EXERCISE BRIEF
Repeat the records. Keep every word and mark exactly as it is.

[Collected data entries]
PR #8381, opened 2023-11-30
Egg Rebalance

vode-code:
## About The Pull Request
This PR makes the first few eggs start fertile, and after that eggs are less likely to be fertile depending on the number of chickens. This PR also adds a new "candling" mechanic which allows for progress monitoring of eggs.

## Why It's Good For The Game
Farming Chickens is currently rather difficult, as only one in ten eggs can hatch, and it is invisible which are which; this PR solves those issues both by making eggs start more likely to hatch, and by making it possible to tell if eggs have begun to grow.

## Testing
spawned a chicken, fed it wheat, let the eggs hatch, used an unlit flare to fail to check the levels and used a lit flare on them to check the levels. After allowing flames to check the levels, used an unlit zippo to fail to check the levels and a lit zippo to check the levels.

## Changelog
:cl: Chickenish
add: you can now use a flashlight or candle on an egg to see how grown it is.
tweak: chicken eggs now start guaranteed fertile and less of them are fertile the more chickens exist.
/:cl:

### DIFF
--- a/code/modules/reagents/reagent_containers/food/snacks.dm
+++ b/code/modules/reagents/reagent_containers/food/snacks.dm
@@ -668,6 +668,7 @@
 	center_of_mass = list("x"=16, "y"=13)
 	preloaded_reagents = list("egg" = 3)
 	price_tag = 5
+	description_info = "Can have a flashlight used on it to determine if there is a chick inside."
 
 /obj/item/reagent_containers/food/snacks/egg/afterattack(obj/O as obj, mob/user as mob, proximity)
 	if(istype(O,/obj/machinery/microwave))
@@ -698,6 +699,20 @@
 			return
 		to_chat(user, SPAN_NOTICE("You color \the [src] [clr]"))
 		icon_state = "egg-[clr]"
+	else if (istype(W, /obj/item/device/lighting))
+		var/obj/item/device/lighting/light = W
+		if(!light.on)
+			to_chat(usr, SPAN_WARNING("[W] needs to be turned on to reveal the egg's insides."))
+			return
+		switch(amount_grown)
+			if(0 to 10)
+				to_chat(usr, SPAN_NOTICE("[src] appears to be a normal egg."))
+			if(10 to 50)
+				to_chat(usr, SPAN_NOTICE("[src] contains a spidery red mass."))
+			if(50 to 90)
+				to_chat(usr, SPAN_NOTICE("[src] contains a partially-grown chick."))
+			if(90 to 100)
+				to_chat(usr, SPAN_NOTICE("[src] contains a partially-grown chick.\nYou hear a faint tapping emanating from [src]."))
 	else
 		..()
 
--- a/code/modules/reagents/reagent_containers/food/snacks.dm
+++ b/code/modules/reagents/reagent_containers/food/snacks.dm
@@ -699,22 +699,33 @@
 			return
 		to_chat(user, SPAN_NOTICE("You color \the [src] [clr]"))
 		icon_state = "egg-[clr]"
-	else if (istype(W, /obj/item/device/lighting))
-		var/obj/item/device/lighting/light = W
-		if(!light.on)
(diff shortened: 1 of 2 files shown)


Firefox13:
>  tweak: all chicken eggs are now fertile

And... What if one wants to sell those to kitchen?

vode-code:
> And... What if one wants to sell those to kitchen?

Due to farm_animals.dm lines 256/263, an egg being *anywhere* that is not the floor will kill it, which is the other reason you might need to check the growth progress than wanting to know when it hatches.
if I read the code right, even holding the egg for too long will make it die.

vode-code:
> as a result, simply placing them into a container makes hatching impossible to occur, which solves said issue.

alternatively, simply exceeding the threshold will sterilize all eggs created after that, which allows for easy sale of said eggs regardless of neglect, as eggs currently do not rot.

thevandie:
> as a result, simply placing them into a container makes hatching impossible to occur, which solves said issue.

counterpoint, pull.

githubuser4141:
What if the fertility was opt-in rather then opt out? You can buff an egg's chances of fertility by using a chemical or device on it?

vode-code:
> What if the fertility was opt-in rather then opt out? You can buff an egg's chances of fertility by using a chemical or device on it?

I would prefer obtaining more chickens being easier for the farmer than harder at first, although that idea may be necessary depending on if 100% fertility rate is too much.

Humonitarian:
It seems good, but what about a reducing fertility chance?

The more chickens there are, the less chance of fertile eggs, all the way to 0 once reaching the critical chicken threshold

vode-code:
> It seems good, but what about a reducing fertility chance?
> 
> The more chickens there are, the less chance of fertile eggs, all the way to 0 once reaching the critical chicken threshold
> 
> Edit: Also consider infertile eggs have the added advantage of allowing sale-ready eggs earlier into the round

all eggs become sale-ready once you put them in a box, even so, I have implemented your suggestion for other reasons.

Mycah142:
As an agrolyte main, I never had a problem having both eggs and new chickens. I usually did the following:

Create chairs
Bound chickens to chairs
Fed wheat
Wait a while, probably 30 minutes of doing other shit
There's now a bunch of eggs and new chickens wandering the pen
I use the produce bag to pick up the clearly infertile eggs
Close the new chickens into the airlock to humanely euthanize for purpose of meat

So, while I don't really get why this idea is here, I can see that it's trying to make the Surplus Chickens appear faster, which isn't a bad idea.

I assume the fertility decrease is per chicken? If so, it would mean killin' the named chickens, which is haram and I will have to call the police.

vode-code:
> I assume the fertility decrease is per chicken? If so, it would mean killin' the named chickens, which is haram and I will have to call the police.

the fertility decrease only begins once the tenth chicken has grown, and there are less than ten roundstart chickens. as a result, one does not have to kill any of the starter chickens while maximizing chicken rate.

Humonitarian (approved):
Has my approval regarding the design.

code/modules/reagents/reagent_containers/food/snacks.dm
```diff
@@ -699,7 +700,32 @@
...
+		if(valid)
+			switch(amount_grown)
+				if(0 to 10)
+					to_chat(usr, SPAN_NOTICE("[src] appears to be a normal egg."))
+				if(10 to 50)
+					to_chat(usr, SPAN_NOTICE("[src] contains a spidery red mass."))
+				if(50 to 90)
+					to_chat(usr, SPAN_NOTICE("[src] contains a partially-grown chick."))
+				if(90 to 100)
+					to_chat(usr, SPAN_NOTICE("[src] contains a partially-grown chick.\nYou hear a faint tapping emanating from [src]."))
```
hyperioo, line 726:
```suggestion
					to_chat(usr, SPAN_NOTICE("[src] contains a partially-grown chick.\nYou hear a faint tapping emanating from \the [src]."))
```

RESPONSE AREA
PR #8381, opened 2023-11-30
Egg Rebalance

vode-code:
## About The Pull Request
This PR makes the first few eggs start fertile, and after that eggs are less likely to be fertile depending on the number of chickens. This PR also adds a new "candling" mechanic which allows for progress monitoring of eggs.

## Why It's Good For The Game
Farming Chickens is currently rather difficult, as only one in ten eggs can hatch, and it is invisible which are which; this PR solves those issues both by making eggs start more likely to hatch, and by making it possible to tell if eggs have begun to grow.

## Testing
spawned a chicken, fed it wheat, let the eggs hatch, used an unlit flare to fail to check the levels and used a lit flare on them to check the levels. After allowing flames to check the levels, used an unlit zippo to fail to check the levels and a lit zippo to check the levels.

## Changelog
:cl: Chickenish
add: you can now use a flashlight or candle on an egg to see how grown it is.
tweak: chicken eggs now start guaranteed fertile and less of them are fertile the more chickens exist.
/:cl:

### DIFF
--- a/code/modules/reagents/reagent_containers/food/snacks.dm
+++ b/code/modules/reagents/reagent_containers/food/snacks.dm
@@ -668,6 +668,7 @@
 	center_of_mass = list("x"=16, "y"=13)
 	preloaded_reagents = list("egg" = 3)
 	price_tag = 5
+	description_info = "Can have a flashlight used on it to determine if there is a chick inside."
 
 /obj/item/reagent_containers/food/snacks/egg/afterattack(obj/O as obj, mob/user as mob, proximity)
 	if(istype(O,/obj/machinery/microwave))
@@ -698,6 +699,20 @@
 			return
 		to_chat(user, SPAN_NOTICE("You color \the [src] [clr]"))
 		icon_state = "egg-[clr]"
+	else if (istype(W, /obj/item/device/lighting))
+		var/obj/item/device/lighting/light = W
+		if(!light.on)
+			to_chat(usr, SPAN_WARNING("[W] needs to be turned on to reveal the egg's insides."))
+			return
+		switch(amount_grown)
+			if(0 to 10)
+				to_chat(usr, SPAN_NOTICE("[src] appears to be a normal egg."))
+			if(10 to 50)
+				to_chat(usr, SPAN_NOTICE("[src] contains a spidery red mass."))
+			if(50 to 90)
+				to_chat(usr, SPAN_NOTICE("[src] contains a partially-grown chick."))
+			if(90 to 100)
+				to_chat(usr, SPAN_NOTICE("[src] contains a partially-grown chick.\nYou hear a faint tapping emanating from [src]."))
 	else
 		..()
 
--- a/code/modules/reagents/reagent_containers/food/snacks.dm
+++ b/code/modules/reagents/reagent_containers/food/snacks.dm
@@ -699,22 +699,33 @@
 			return
 		to_chat(user, SPAN_NOTICE("You color \the [src] [clr]"))
 		icon_state = "egg-[clr]"
-	else if (istype(W, /obj/item/device/lighting))
-		var/obj/item/device/lighting/light = W
-		if(!light.on)
(diff shortened: 1 of 2 files shown)


Firefox13:
>  tweak: all chicken eggs are now fertile

And... What if one wants to sell those to kitchen?

vode-code:
> And... What if one wants to sell those to kitchen?

Due to farm_animals.dm lines 256/263, an egg being *anywhere* that is not the floor will kill it, which is the other reason you might need to check the growth progress than wanting to know when it hatches.
if I read the code right, even holding the egg for too long will make it die.

vode-code:
> as a result, simply placing them into a container makes hatching impossible to occur, which solves said issue.

alternatively, simply exceeding the threshold will sterilize all eggs created after that, which allows for easy sale of said eggs regardless of neglect, as eggs currently do not rot.

thevandie:
> as a result, simply placing them into a container makes hatching impossible to occur, which solves said issue.

counterpoint, pull.

githubuser4141:
What if the fertility was opt-in rather then opt out? You can buff an egg's chances of fertility by using a chemical or device on it?

vode-code:
> What if the fertility was opt-in rather then opt out? You can buff an egg's chances of fertility by using a chemical or device on it?

I would prefer obtaining more chickens being easier for the farmer than harder at first, although that idea may be necessary depending on if 100% fertility rate is too much.

Humonitarian:
It seems good, but what about a reducing fertility chance?

The more chickens there are, the less chance of fertile eggs, all the way to 0 once reaching the critical chicken threshold

vode-code:
> It seems good, but what about a reducing fertility chance?
> 
> The more chickens there are, the less chance of fertile eggs, all the way to 0 once reaching the critical chicken threshold
> 
> Edit: Also consider infertile eggs have the added advantage of allowing sale-ready eggs earlier into the round

all eggs become sale-ready once you put them in a box, even so, I have implemented your suggestion for other reasons.

Mycah142:
As an agrolyte main, I never had a problem having both eggs and new chickens. I usually did the following:

Create chairs
Bound chickens to chairs
Fed wheat
Wait a while, probably 30 minutes of doing other shit
There's now a bunch of eggs and new chickens wandering the pen
I use the produce bag to pick up the clearly infertile eggs
Close the new chickens into the airlock to humanely euthanize for purpose of meat

So, while I don't really get why this idea is here, I can see that it's trying to make the Surplus Chickens appear faster, which isn't a bad idea.

I assume the fertility decrease is per chicken? If so, it would mean killin' the named chickens, which is haram and I will have to call the police.

vode-code:
> I assume the fertility decrease is per chicken? If so, it would mean killin' the named chickens, which is haram and I will have to call the police.

the fertility decrease only begins once the tenth chicken has grown, and there are less than ten roundstart chickens. as a result, one does not have to kill any of the starter chickens while maximizing chicken rate.

Humonitarian (approved):
Has my approval regarding the design.

code/modules/reagents/reagent_containers/food/snacks.dm
```diff
@@ -699,7 +700,32 @@
...
+		if(valid)
+			switch(amount_grown)
+				if(0 to 10)
+					to_chat(usr, SPAN_NOTICE("[src] appears to be a normal egg."))
+				if(10 to 50)
+					to_chat(usr, SPAN_NOTICE("[src] contains a spidery red mass."))
+				if(50 to 90)
+					to_chat(usr, SPAN_NOTICE("[src] contains a partially-grown chick."))
+				if(90 to 100)
+					to_chat(usr, SPAN_NOTICE("[src] contains a partially-grown chick.\nYou hear a faint tapping emanating from [src]."))
```
hyperioo, line 726:
```suggestion
					to_chat(usr, SPAN_NOTICE("[src] contains a partially-grown chick.\nYou hear a faint tapping emanating from \the [src]."))
```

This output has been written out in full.